KENDARINEWS.COM–Universitas Halu Oleo (UHO) mengeluarkan aturan pemeriksaan kesehatan (Pemkes) bagi calon mahasiswa baru (Maba). Khusus jalur Seleksi Bersama Masuk Perguruan Tinggi Negeri (SBMPTN) 2022.

Mereka yang bakal mengikuti Pemkes merupakan Maba telah dinyatakan lulus SBMPTN dan telah registrasi ulang. Jumlahnya mencapai 3.252 peserta. Mereka juga harus membayar biaya Pemkes.

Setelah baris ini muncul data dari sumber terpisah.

PR #1043, opened 2020-08-11
Python 3 compliance

jleveque:
As part of the migration from Python 2 to Python 3, this PR ensures that all Python files in sonic-utilities are Python 3-compliant, and work with both Python 2 and Python 3.

Once this is merged, we can begin building a Python 3-based version of the sonic-utilities package.

### DIFF
--- a/pfc/main.py
+++ b/pfc/main.py
@@ -45,9 +45,9 @@ def showPfcAsym(interface):
 
     sorted_table = natsorted(table)
 
-    click.echo('\n')
+    click.echo()
     click.echo(tabulate(sorted_table, headers=header, tablefmt="simple", missingval=""))
-    click.echo('\n')
+    click.echo()
 
 def configPfcPrio(status, interface, priority):
     configdb = swsssdk.ConfigDBConnector()
@@ -110,9 +110,9 @@ def showPfcPrio(interface):
         table.append([intf, entry.get('pfc_enable', 'N/A')])
     
     sorted_table = natsorted(table)
-    click.echo('\n')
+    click.echo()
     click.echo(tabulate(sorted_table, headers=header, tablefmt="simple", missingval=""))
-    click.echo('\n')
+    click.echo()
     
 @click.group()
 def cli():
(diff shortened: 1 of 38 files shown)


lguohan:
not sure why the build fails here.

pfc/main.py
```diff
@@ -110,9 +110,9 @@ def showPfcPrio(interface):
         table.append([intf, entry.get('pfc_enable', 'N/A')])
     
     sorted_table = natsorted(table)
-    print '\n'
-    print tabulate(sorted_table, headers=header, tablefmt="simple", missingval="")
-    print '\n'
+    click.echo('\n')
```
qiluo-msft, line 113:
```suggestion
    click.echo()
```

scripts/watermarkstat
```diff
@@ -56,7 +56,7 @@ class Watermarkstat(object):
         def get_queue_type(table_id):
             queue_type = self.counters_db.get(self.counters_db.COUNTERS_DB, COUNTERS_QUEUE_TYPE_MAP, table_id)
             if queue_type is None:
-                print >> sys.stderr, "Queue Type is not available!", table_id
+                sys.stderr.write("Queue Type is not available in table '{}'".format(table_id))
```
qiluo-msft, line 59: How about `print(*args, file=sys.stderr)`

jleveque: I considered it, but this method results in a shorter line.

jleveque:
@lguohan:

> not sure why the build fails here.

It looks like `config reload` is failing because the new port breakout functionality is trying to obtain the hwsku, but the database isn't populated: https://github.com/Azure/sonic-utilities/blob/master/config/main.py#L63

Not sure why we just started seeing this failure on this PR, though; it should have existed.

pfc/main.py
jleveque: Changed all occurrences.

scripts/watermarkstat
jleveque: Changed all instsances.

PR #1045, opened 2020-08-11
[config] Eliminate port breakout-related globals

jleveque:
Port breakout-related data should be gathered on-demand, not every time `config` is executed. If the ConfigDB is not ready, the call to get hwsku will hang indefinitely, which will occur when loading config for the first time. Also, if it fails to retrieve the port breakout globals, it will abort, even if the executed command was unrelated to port breakout. This is not desirable behavior.

This PR eliminates port breakout-related global variables, and encapsulates them in functions to be called on-demand, only when commands which require the data are executed. It is currently only accessed in two places. If we feel the need to cache it in the future for efficiency, we can look into adding it to the Click context.

Also rename `_get_option()` to `_get_breakout_cfg_file_name()` to add more detail.

### DIFF
--- a/config/main.py
+++ b/config/main.py
@@ -56,22 +56,6 @@ CFG_LOOPBACK_NO="<0-999>"
 asic_type = None
 
 #
-# Load breakout config file for Dynamic Port Breakout
-#
-
-try:
-    (platform, hwsku) = device_info.get_platform_and_hwsku()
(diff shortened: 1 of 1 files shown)


jleveque:
@samaity: Please review.

samaity:
LGTM 👍  , @jleveque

Rektor UHO, Prof. Dr. Muhammad Zamrun Firihu mengatakan, Maba yang lulus melalui jalur SBMPTN
tahun 2022 dan telah melakukan registrasi ulang harus mengikuti pemeriksaan kesehatan (Pemkes).

Proses ini akan dilakukan oleh tim dokter dari Fakultas Kedokteran (FK) UHO. “Aturannya sudah kami terbitkan. Pemkes bakal dilaksanakan mulai 18 Juli sampai 22 Juli 2022. Prosedur dan tahapan Pemkes,
akan disampaikan lebih lanjut melalui laman web resmi UHO,” kata Prof Zamrun, kemarin.

Mantan Dekan FMIPA UHO ini menjelaskan, dalam mengikuti Pemkes, peserta harus membawa bukti cetak registrasi ulang. Bukti itu dapat dicetak melalui laman http://daftarulang.uho.ac.id.

“Calon Maba yang lulus melalui jalur SBMPTN, namun tidak melakukan registrasi ulang, dinyatakan
batal dengan sendirinya atau dinyatakan mengundurkan diri,” tegasnya.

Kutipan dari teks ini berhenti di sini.